Return a textual scientific notation representation accurate to n places to the right of the decimal point. n must be nonnegative. A value smaller than radix**-m may be displayed as 0. The mantissa component of the result is either "0" or exactly n digits long. The sign component is zero exactly when the mantissa is "0".

Parameters:

n - Number of digits (> 0) included to the right of decimal point.

radix - Base ( ≥ 2, ≤ 16) for the resulting representation.

m - Precision used to distinguish number from zero. Expressed as a power of m.

BigIntegerValue

public java.math.BigInteger BigIntegerValue()

Return a BigInteger which differs by less than one from the constructive real.

intValue

public int intValue()

Return an int which differs by less than one from the constructive real. Behavior on overflow is undefined.

byteValue

public byte byteValue()

Return an int which differs by less than one from the constructive real. Behavior on overflow is undefined.

longValue

public long longValue()

Return a long which differs by less than one from the constructive real. Behavior on overflow is undefined.

doubleValue

public double doubleValue()

Return a double which differs by less than one in the least represented bit from the constructive real.

floatValue

public float floatValue()

Return a float which differs by less than one in the least represented bit from the constructive real.

add

public CR add(CR x)

Add two constructive reals.

shiftLeft

public CR shiftLeft(int n)

Multiply a constructive real by 2**n.

Parameters:

n - shift count, may be negative

shiftRight

public CR shiftRight(int n)

Multiply a constructive real by 2**(-n).

Parameters:

n - shift count, may be negative

assumeInt

public CR assumeInt()

Produce a constructive real equivalent to the original, assuming the original was an integer.
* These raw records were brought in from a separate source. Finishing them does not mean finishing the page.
PR #8319, opened 2023-07-19
delaying super/self assignment in jsonnet

SophiaSR:
To have self/super be correctly assigned during the plus operator, it is necessary to delay this assignment until the point where the fields are accessed (as per the spec). This PR does that, as well as moves the tests that now pass due to this change into the pass folder.

PR checklist:


libs/ojsonnet/Eval_jsonnet.ml
```diff
@@ -190,7 +190,16 @@ and eval_expr (env : V.env) (v : expr) : V.value_ =
                    fst field.fld_name = fld)
           with
           | None -> error tk (spf "field '%s' not present in %s" fld (sv e))
-          | Some fld -> evaluate_lazy_value_ fld.fld_value)
+          | Some fld -> (
+              let new_self = V.Object (_l, (_assertsTODO, fields), _r) in
```
aryx, line 194: maybe add the comment in the PR here also.

aryx: Also for people not familiar with the jsonnet spec, it might be useful to give a quick summary of the semantic of self/super here (ok maybe not super, but at least self).

aryx: I have a hard time for example understand why this code works better than what was before where we were also assigning LSelf to new_self.
Do you have an example showing why we need the code the way it's written and why before where we bind LSelf in
eval_obj_inside it could not work?

aryx: Then we could put this example in comment and show the trace of its evaluation and expose the subtelities.

aryx (approved):

libs/ojsonnet/Eval_jsonnet.ml
SophiaSR: Yep, can add. Here's a small specific example is the following (will also add it to code). 
`({ name : self.y } + {y : 3})["name"]`
If we do the binding to self in eval_obj_inside, we end up with self bound to 
`o = {name:self.y}`
Then evaluating the plus would give (semantically)
`({name : o.y, y : 3})` 
and when doing the access, we try to evaluate
` {name:self.y}.y` which doesn't exist. 
However, if we delay self/super binding til access (like in the spec) we end up with
`({name : self.y, y : 3})["name"]`
 then on access, self gets bound to
` o = {name : self.y, y:3}`
so we get` o.y` when we access name, and now are left with the correct final value of `3`.

aryx: great example!

libs/ojsonnet/Eval_jsonnet.ml
```diff
@@ -670,6 +668,22 @@ and manifest_value (v : V.value_) : JSON.t =
                    let new_self = V.Object (_l, (_assertsTODO, fields), _r) in
                    let locals =
                      fld_value.env.locals
+                     (* We need to do these assignment on field access rather than on
```
aryx, line 671: I think this comment would be better in eval_expr in the field access code rather than here in manifest_value.

libs/ojsonnet/Eval_jsonnet.ml
```diff
@@ -670,6 +668,22 @@ and manifest_value (v : V.value_) : JSON.t =
...
+                        {name : self.y}.y
+                        Error no such field.
+                        However, if we only assign self on access, we get the following (correct) evaluation
+                        ({ name : self.y } + {y : 42})["name"]
+                        { name : self.y, y : 42 }["name"]
+                        {name: self.y, y : 42}[y]
+                        42 *)
                      |> Map_.add V.LSelf
                           { V.value = Val new_self; env = fld_value.env }
                      |> Map_.add V.LSuper
```
aryx, line 689: Also is this correct? Seems like Super is always bound to an empty_obj. I know you have more PRs fixing + later, but maybe would be worth to add a TODO comment saying this handling of LSuper is incorrect and need to be fixed.

libs/ojsonnet/Eval_jsonnet.ml
aryx, line 194: Why we don't simply reuse 'e' instead of building this new_self? or just do
let new_self = e (or use 'as o' in the pattern to bind the value in the V.Object ...)

libs/ojsonnet/Eval_jsonnet.ml
```diff
@@ -190,7 +190,16 @@ and eval_expr (env : V.env) (v : expr) : V.value_ =
                    fst field.fld_name = fld)
           with
           | None -> error tk (spf "field '%s' not present in %s" fld (sv e))
-          | Some fld -> evaluate_lazy_value_ fld.fld_value)
+          | Some fld -> (
+              let new_self = V.Object (_l, (_assertsTODO, fields), _r) in
+              let locals =
```
aryx, line 195: you could move this code under the case for Unevaluated since it's relevant only there

libs/ojsonnet/Eval_jsonnet.ml
aryx: Actually I think I understand. This is correct code probably. By default super is the empty obj, 
it's just in + that we do something special and bind it to the left object.

PR #8323, opened 2023-07-19
fix(SSC): Stop raising exceptions during supply chain parsing

mmcqd:
The original point of `safe_path_parse` was to prevent any exceptions from being raised during parsing, so that, for example, if we failed to parse a manifest file we could still parse the lockfile. The introduction of error tracking undid this behavior, so this PR re-introduces it, by having parsing functions return a list a errors that occurred during parsing.

I also added a `safe_parse_lockfile_and_manifest` function to abstract some of the repeated logic present across all the parsing functions.

PR checklist:


cli/src/semdep/parsers/util.py
```diff
@@ -331,13 +321,36 @@ def safe_path_parse(
...
-            raise DependencyParserError(path, parser_name, reason, line + 1, col + 1)
+            return DependencyParserError(
+                file_to_parse.path, file_to_parse.parser_name, reason, line + 1, col + 1
+            )
+
+
+def safe_parse_lockfile_and_manifest(
+    lockfile_to_parse: DependencyFileToParse[A],
+    manifest_to_parse: Optional[DependencyFileToParse[B]],
+) -> Tuple[Optional[A], Optional[B], List[DependencyParserError]]:
```
brendongo, line 343: needs function level comment

brendongo (approved):

PR #8334, opened 2023-07-20
tainting: Add experimental control sources

IagoAbal:
These sources taint the "control" (the program counter, sort to speak) rather than the data. They allow writing reachability queries, do we reach B from A ?

test plan:
make test # new test

PR checklist:

### DIFF
--- a/changelog.d/pa-2958.added
+++ b/changelog.d/pa-2958.added
@@ -1,0 +1,22 @@
+taint-mode: Added **experimental** `control: true` option to `pattern-sources`,
+e.g.:
+
+```yaml
+    pattern-sources:
+      - control: true
+        pattern: source(...)
+```
+
+Such sources taint the "control flow" (or the program counter) so that it is
+possible to implement reachability queries that do not require the flow of any
+data. Thus, Semgrep reports a finding in the code below, because after `source()`
+the flow of control will reach `sink()`, even if no data is flowing between both:
+
+```python
+def test():
+  source()
+  foo()
+  bar()
+  #ruleid: test
+  sink()
+```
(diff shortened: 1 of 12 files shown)


changelog.d/pa-2958.added
```diff
@@ -0,0 +1,22 @@
+taint-mode: Added **experimental** `control: true` option to `pattern-sources`,
+e.g.:
+
+```yaml
+    pattern-sources:
+      - control: true
+        pattern: source(...)
+```
+
+Such sources taint the "control flow" (or the program counter) so that it is
```
aryx, line 10: Nice, but who asked for this? SR?

IagoAbal: Three or four customers!

IagoAbal: And I heard that SSC could find it useful too, but I haven't checked with them.

src/parsing/Parse_rule.ml
```diff
@@ -1322,6 +1322,9 @@ let parse_taint_source ~(is_old : bool) env (key : key) (value : G.expr) :
       take_opt dict env parse_bool "by-side-effect"
       |> Option.value ~default:false
     in
+    let source_control =
+      take_opt dict env parse_bool "control" |> Option.value ~default:false
```
aryx, line 1326: should this be an options: of the rule instead?

aryx (approved):

src/parsing/Parse_rule.ml
IagoAbal: It could be that way too, but having it as an option in the source gives us more flexibility. A sink can now depend on both data and control sources (using taint labels).

PR #223, opened 2026-06-10
test: coverage reporting + tests for untested API routes

umairnadeem:
## Summary
- Add tests for the 4 previously untested API routes: the asset-generate queue worker (highest value — regressions there only surfaced in production), render kickoff, render progress, and image upload (21 new tests, 815 total)
- Enable v8 coverage reporting in vitest (`lib/**` + `app/api/**`) with thresholds set at the measured baseline (74% statements / 69% branches / 71% functions / 75% lines)
- CI test step now runs with `--coverage` so coverage regressions fail the build

Workstream 3 of 3 from the architecture/cleanliness audit (follows #221 and #222).

## Test plan
- [x] `npm run lint`, `npm run format:check`, `npm run typecheck`
- [x] `npm run test:run -- --coverage` — 93 files / 815 tests pass, thresholds met
- [x] `npm run build`


vitest.config.ts
```diff
@@ -9,5 +9,16 @@ export default defineConfig({
 	},
 	test: {
 		setupFiles: ["./vitest.setup.ts"],
+		coverage: {
+			provider: "v8",
+			reporter: ["text", "json-summary"],
+			include: ["lib/**", "app/api/**"],
+			thresholds: {
+				statements: 74,
```
umairnadeem: these thresholds (74/69/71/75) look snapshot-from-current-coverage, which is a brittleness footgun: delete a chunk of well-covered code in a refactor and the percentages drop, failing CI on a PR that didn't remove a single test. two options — round these down a few points for slack, or use vitest's `thresholds.autoUpdate: true` so the lockfile-style ratchet maintains itself. either beats hand-tuning four magic numbers every time the denominator shifts.

app/api/queues/__tests__/asset-generate.test.ts
```diff
@@ -0,0 +1,115 @@
...
+vi.mock("@/lib/api/job-handlers", () => ({
+	getJobHandler: (...args: unknown[]) => mockGetJobHandler(...args),
+}));
+
+vi.mock("@/lib/api/logger", () => ({
+	logger: { error: vi.fn(), warn: vi.fn() },
+}));
+
+const { POST } = await import("@/app/api/queues/asset-generate/route");
+const process = POST as unknown as (message: {
```
umairnadeem: `const process = ...` shadows node's global `process` for the whole file — anyone who later adds `process.env.X` to a test here gets a confusing type error (or worse, a runtime surprise). and the `as unknown as` double-cast is a smell that the upstream type is fighting you. rename to `processMessage` and maybe extract the message type so the cast is at least a single honest `as`?

umairnadeem (commented):
good coverage push — the queue/render/upload routes were a blind spot and the tests hit real failure paths, not just happy path. one CI/local drift note: CI now runs `npm run test:run -- --coverage` but the local `test:run` script doesn't, so devs only find out they tripped a threshold after pushing. maybe a `test:coverage` script both can share.

vitest.config.ts
```diff
@@ -9,5 +9,16 @@ export default defineConfig({
...
+				branches: 69,
+				functions: 71,
+				lines: 75,
+			},
```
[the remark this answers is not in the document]
umairnadeem: Declining this one — the `global` nesting is a Jest convention (`coverageThreshold.global`), not Vitest. In Vitest v4 the type is `thresholds?: Thresholds | ({ [glob: string]: Thresholds } & Thresholds)`, so top-level `statements/branches/functions/lines` keys *are* the global thresholds; a `global` key would be treated as a glob pattern. Verified the thresholds are enforced: a local run with `--coverage` fails when set above the measured baseline.

vitest.config.ts
umairnadeem: Good call — lowered to 71/66/68/72 (~3 points of slack below the 74.1/69.6/71.2/75.7 baseline) in 7c4f044. Went with slack over `autoUpdate: true` since autoUpdate rewrites vitest.config.ts during runs, which is noisy in CI and only ratchets locally.

app/api/queues/__tests__/asset-generate.test.ts
umairnadeem: Fixed in 7c4f044 — renamed to `processMessage` and typed against the exported `AssetQueueMessage` (also used for the test fixture, so the payload shape is checked). Kept one `as unknown as` hop since the route's exported handler type doesn't overlap with the raw callback the mock unwraps to, but the target type is now the real one instead of an inline literal.

umairnadeem:
Addressed review feedback in 7c4f044:
- Added a shared `test:coverage` script (`vitest run --coverage`); CI now uses it, so local runs enforce the same thresholds before pushing
- Lowered thresholds ~3 points below baseline for refactor slack
- Renamed the test-local `process` alias to `processMessage` and typed it with `AssetQueueMessage`

Declined the gemini-code-assist suggestion to nest thresholds under `global` — that's Jest's schema, not Vitest's (details in the thread).

PR #224, opened 2026-06-10
chore(prompts): never emit ALL-CAPS for TTS

crafterpete:
All-caps words are mispronounced by the TTS engine (spelled out letter by letter or mis-stressed). This strengthens the OSML and paste-your-own-script prompts to forbid ALL-CAPS in narration/character text and convert emphasis to sentence case.

### DIFF
--- a/lib/connectors/__tests__/script-mode.test.ts
+++ b/lib/connectors/__tests__/script-mode.test.ts
@@ -38,7 +38,8 @@ describe("scriptModePlugin", () => {
 	it("includes key instructions in system prompt", () => {
 		const result = beforeGenerate({ prompt: "x" });
 		const sys = (result as { systemPrompt: string }).systemPrompt;
-		expect(sys).toContain("ALL CAPS");
+		// The all-caps rule now lives solely in the OSML prompt (always present in
+		// script mode), so it is no longer duplicated here.
 		expect(sys).toContain("stage directions");
 	});
 });
--- a/lib/connectors/__tests__/script-mode.test.ts
+++ b/lib/connectors/__tests__/script-mode.test.ts
@@ -38,8 +38,6 @@ describe("scriptModePlugin", () => {
 	it("includes key instructions in system prompt", () => {
 		const result = beforeGenerate({ prompt: "x" });
 		const sys = (result as { systemPrompt: string }).systemPrompt;
-		// The all-caps rule now lives solely in the OSML prompt (always present in
-		// script mode), so it is no longer duplicated here.
 		expect(sys).toContain("stage directions");
 	});
 });
--- a/lib/connectors/llm/plugins/osml.ts
+++ b/lib/connectors/llm/plugins/osml.ts
@@ -17,7 +17,7 @@ const OSML_SYSTEM_PROMPT = dedent`
 	The story script must be written in a special XML format that strictly follows these rules: 
 
   ## **General Guidelines**
-  - Never write any words in ALL CAPS within narration or character (dialogue) text, EXCEPT common acronyms or initialisms (e.g. USA, FBI, NASA, CEO) which must stay capitalized so the TTS engine spells them out correctly. This text is read aloud by a TTS engine, and all-caps regular words are mispronounced. Convey emphasis through word choice or punctuation, never capitalization.
+  - Never write words in ALL CAPS in narration or dialogue — the TTS engine mispronounces them. Acronyms (USA, FBI, NASA) stay capitalized; convey emphasis through word choice or punctuation.
   - Descriptions in image tags are opaque to the reader, so the narrative prose should include some details that are only in the image tags.
 
   ## **XML Tagging**
--- a/lib/connectors/llm/plugins/osml.ts
+++ b/lib/connectors/llm/plugins/osml.ts
@@ -17,7 +17,7 @@ const OSML_SYSTEM_PROMPT = dedent`
 	The story script must be written in a special XML format that strictly follows these rules: 
 
   ## **General Guidelines**
-  - Never write any words in ALL CAPS within narration or character (dialogue) text. This text is read aloud by a TTS engine, and all-caps words are mispronounced. Convey emphasis through word choice or punctuation, never capitalization.
+  - Never write any words in ALL CAPS within narration or character (dialogue) text, EXCEPT common acronyms or initialisms (e.g. USA, FBI, NASA, CEO) which must stay capitalized so the TTS engine spells them out correctly. This text is read aloud by a TTS engine, and all-caps regular words are mispronounced. Convey emphasis through word choice or punctuation, never capitalization.
   - Descriptions in image tags are opaque to the reader, so the narrative prose should include some details that are only in the image tags.
 
   ## **XML Tagging**
--- a/lib/connectors/llm/plugins/osml.ts
+++ b/lib/connectors/llm/plugins/osml.ts
@@ -17,7 +17,7 @@ const OSML_SYSTEM_PROMPT = dedent`
 	The story script must be written in a special XML format that strictly follows these rules: 
 
   ## **General Guidelines**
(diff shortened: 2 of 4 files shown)


lib/connectors/llm/plugins/osml.ts
```diff
@@ -17,7 +17,7 @@ const OSML_SYSTEM_PROMPT = dedent`
 	The story script must be written in a special XML format that strictly follows these rules: 
 
   ## **General Guidelines**
-  - For text within narration and character tags, never write any words in ALL CAPS.
+  - Never write any words in ALL CAPS within narration or character (dialogue) text, EXCEPT common acronyms or initialisms (e.g. USA, FBI, NASA, CEO) which must stay capitalized so the TTS engine spells them out correctly. This text is read aloud by a TTS engine, and all-caps regular words are mispronounced. Convey emphasis through word choice or punctuation, never capitalization.
```
umairnadeem: this same TTS all-caps rule now lives here AND in script-mode.ts, in slightly different wording. classic split-brain setup — next person tweaks one prompt and forgets the other and we get silent drift between the two modes. worth hoisting the shared rule into one constant both prompts interpolate?

also the rule got ~3x longer — LLMs generally do fine with the short form ("never all-caps except acronyms like USA, FBI"). the extra justification sentences are kinda prompt bloat, every token in the system prompt is paid on every request

umairnadeem (commented):
small change, makes sense. one drift concern inline

lib/connectors/llm/plugins/script-mode.ts
```diff
@@ -11,7 +11,7 @@ const SCRIPT_MODE_SYSTEM_PROMPT = dedent`
 
   ### Miscellaneous Rules
   - Omit non-narrative text from the final output like stage directions (e.g. CONT'd), character names, etc.
-  - Convert any words in ALL CAPS to regular case.
+  - Convert any words in ALL CAPS to regular sentence case, including words the source script capitalized for emphasis, EXCEPT common acronyms or initialisms (e.g. USA, FBI, NASA, CEO) which must stay capitalized so the TTS engine spells them out correctly. All-caps regular words are mispronounced by the TTS engine, so this applies to all dialogue and narration.
```
umairnadeem: let's remove this altogether. the OSML prompt is always present in the system prompt so this is just repeating unnecessarily

umairnadeem (changes requested):

lib/connectors/llm/plugins/script-mode.ts
crafterpete: Removed it from script-mode entirely in e4cf5d0 — you're right, the OSML prompt is always present in script mode (osml sets the system prompt, scriptMode prepends to it), so the converter already inherits the no-all-caps rule.

lib/connectors/llm/plugins/osml.ts
crafterpete: Fixed in e4cf5d0. Rather than hoisting a shared constant, I deleted the script-mode copy (it was redundant — OSML is always in the prompt) so there's now a single source. Also trimmed the OSML rule down to the short form to cut the prompt bloat.

umairnadeem (approved):

umairnadeem (changes requested):
please fix the failing test. also your agent should be reading CLAUDE.md which instructs it to fix all tests before submitting a PR, maybe we need an AGENTS.md depending on what you're using?

crafterpete:
Fixed in 45b9749 — `script-mode.test.ts` was asserting the prompt still contained the all-caps rule, which this PR deliberately removed (it's now sole-sourced in the OSML prompt, always present in script mode). Updated the test to drop that stale assertion.

You're right to call out the process gap: CLAUDE.md does instruct running the full CI suite (lint, format, typecheck, tests) and fixing failures before pushing. The miss was mine — I scoped the test run to a path glob that happened to match zero files, so the suite never actually executed for this change. I've now run the full `npm run test:run` (792 passing) on this branch and am doing the same across the rest of the stack before they go up.

lib/connectors/__tests__/script-mode.test.ts
```diff
@@ -38,7 +38,8 @@ describe("scriptModePlugin", () => {
 	it("includes key instructions in system prompt", () => {
 		const result = beforeGenerate({ prompt: "x" });
 		const sys = (result as { systemPrompt: string }).systemPrompt;
-		expect(sys).toContain("ALL CAPS");
+		// The all-caps rule now lives solely in the OSML prompt (always present in
+		// script mode), so it is no longer duplicated here.
 		expect(sys).toContain("stage directions");
```
umairnadeem, line 41: two small things here:

1. nit: this comment is a tombstone for deleted code. anyone reading the test cold doesn't need to know what *used* to be asserted, and git history already carries the why. just drop it.
2. SG: that deleted assertion was the only test pinning the all-caps rule anywhere, so the rule now has zero coverage. if someone trims the OSML prompt later it vanishes silently and we're back to TTS yelling. perhaps: one `toContain("ALL CAPS")` in osml.test.ts. and fwiw script-mode only *inherits* the rule because osml runs first in the chain (the `params.systemPrompt ?` branch falls back to script-mode-only otherwise), so a test asserting the composed prompt contains it would also lock down that ordering dependency. cheap insurance, up to you

umairnadeem (commented):
dedup lgtm, e4cf5d0 does exactly what the threads agreed on: script-mode copy purged, single source in the OSML prompt, and the rule got the acronym carve-out. one small follow-up inline.

umairnadeem (approved):

lib/connectors/llm/plugins/osml.ts
```diff
@@ -17,7 +17,7 @@ const OSML_SYSTEM_PROMPT = dedent`
 	The story script must be written in a special XML format that strictly follows these rules: 
 
   ## **General Guidelines**
-  - For text within narration and character tags, never write any words in ALL CAPS.
+  - Never write any words in ALL CAPS within narration or character (dialogue) text. This text is read aloud by a TTS engine, and all-caps words are mispronounced. Convey emphasis through word choice or punctuation, never capitalization.
```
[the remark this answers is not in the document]
crafterpete: Actioned. The acronym exception is in place — the OSML rule now reads "Acronyms (USA, FBI, NASA) stay capitalized," so acronyms are preserved while regular all-caps words are still avoided. Per Umair's parallel note I also deduped this rule to live only in the OSML prompt (it was redundant in script-mode, which always inherits OSML). Commit e4cf5d0.

lib/connectors/llm/plugins/script-mode.ts
```diff
@@ -11,7 +11,7 @@ const SCRIPT_MODE_SYSTEM_PROMPT = dedent`
 
   ### Miscellaneous Rules
   - Omit non-narrative text from the final output like stage directions (e.g. CONT'd), character names, etc.
-  - Convert any words in ALL CAPS to regular case.
+  - Convert any words in ALL CAPS to regular sentence case, including words the source script capitalized for emphasis. All-caps text is mispronounced by the TTS engine, so this applies to all dialogue and narration.
```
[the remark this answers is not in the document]
crafterpete: Actioned, slightly differently than suggested. Rather than add the acronym exception here, I removed this rule from script-mode entirely — the OSML prompt is always present in script mode and already carries the no-all-caps rule *with* the acronym exception, so the converter inherits it. Single source, no drift. Commit e4cf5d0 (and the stale test assertion was updated in 45b9749).

lib/connectors/__tests__/script-mode.test.ts
crafterpete: Actioned both in b693f9e. Dropped the tombstone comment, and added a toContain("ALL CAPS") assertion in osml.test.ts so the single remaining source of the rule has coverage and a later prompt trim cannot drop it silently. Good call on the cheap insurance.

-- Peter's Agent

Undefined results if the original was not an integer. Prevents evaluation of digits to the right of the decimal point, and may thus improve performance.

negate

public CR negate()

The additive inverse of a constructive real

subtract

public CR subtract(CR x)

The difference between two constructive reals

multiply

public CR multiply(CR x)

The product of two constructive reals

inverse

public CR inverse()

The multiplicative inverse of a constructive real. x.inverse() is equivalent to CR.valueOf(1).divide(x).

divide

public CR divide(CR x)

The quotient of two constructive reals.

select

public CR select(CR x,
                 CR y)

The real number x if this < 0, or y otherwise. Requires x = y if this = 0. Since comparisons may diverge, this is often a useful alternative to conditionals.

max

public CR max(CR x)

The maximum of two constructive reals.

min

public CR min(CR x)

The minimum of two constructive reals.

abs

public CR abs()

The absolute value of a constructive reals. Note that this cannot be written as a conditional.

exp

public CR exp()

The exponential function, that is e**this.

cos

public CR cos()

The trigonometric cosine function.

sin

public CR sin()

The trigonometric sine function.

ln

public CR ln()

The natural (base e) logarithm.

sqrt

public CR sqrt()

The square root of a constructive real.